Aside from the markets, COVID-19 has crushed the economy in numerous ways, from layoffs and furloughs to businesses closing operations and others seeing a steep decline in demand. At this point, a recession is the consensus, but Gundlach thinks Wall Street might be too optimistic about a quick recovery.

He pointed out that the big banks like Morgan Stanley, Bank of America, JPMorgan, and Goldman Sachs expect “a huge divot” in the second-quarter GDP and “sort of a miraculous snapback” in the third quarter. Gundlach called these “highly, highly optimistic estimates.”

Jeffrey Gundlach is 'taking the under' on Wall Street's 'optimistic' domestic GDP forecasts.
Jeffrey Gundlach is 'taking the under' on Wall Street's 'optimistic' domestic GDP forecasts.

“Particularly, these ones that aren’t even -1 for the year — I just think that’s outrageously improbable. I’m actually going to take the under.”

Gundlach believes that the effects of the COVID-19 are going to “be much more far-reaching.”

“There’s a myth that’s out there now that... we’re going to not close essential businesses, only non-essential businesses. There is no such thing as a non-essential business. To somebody who makes flower pots in a kiln in their backyard and sells them in a shop on Main Street, that business is an essential business to that person, and businesses are highly interconnected.

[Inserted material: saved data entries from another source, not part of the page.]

PR #3566, opened 2020-09-01

garamlee500:
Fix for chess.com where black pieces would be inverted by darkreader making them extremely white (only broken on daily matches for some reason)

View: https://www.chess.com/daily/game/274666002

Before fix:
image

After fix:
image

### DIFF
--- a/src/config/dynamic-theme-fixes.config
+++ b/src/config/dynamic-theme-fixes.config
@@ -901,8 +901,8 @@ CSS
 
 chess.com
 
-INVERT
-div[class^='piece b']
+IGNORE IMAGE ANALYSIS
+.piece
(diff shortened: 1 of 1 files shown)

And, I think that people fail to understand just how the knock-on effects of these things are going to manifest themeless in ways that we cannot even really imagine until it stares us in the face.”

‘Something like a depression scenario’

Elsewhere, Gundlach pointed to a recent CNBC interview with former Federal Reserve chair Ben Bernanke in which he asserted: “This is a very different animal than the Great Depression. The Great Depression, for one thing, lasted for 12 years, and it came from human problems: monetary and financial shocks that hit the system. This has some of the same feel of panic, some of the feel of volatility. It’s really much closer to a major snowstorm or a natural disaster than it is to a classic 1930s-style depression.”

“A terrible snowstorm lasts about a week. So, no, it’s not a snowstorm,” Gundlach, a native of Buffalo, New York, said. “We’ve already been shut down for three weeks, and we have another four weeks coming, for fully seven weeks, which is about, you know, that’s getting to be about 15% of the year.”

“Actually, this does look at least as a temporary setback, something like a depression scenario,” Gundlach said, pointing to St. Louis Fed President James Bullard’s recent projection of unemployment hitting 30%.

“It’s very difficult to see how we won’t get double-digit unemployment very, very quickly.”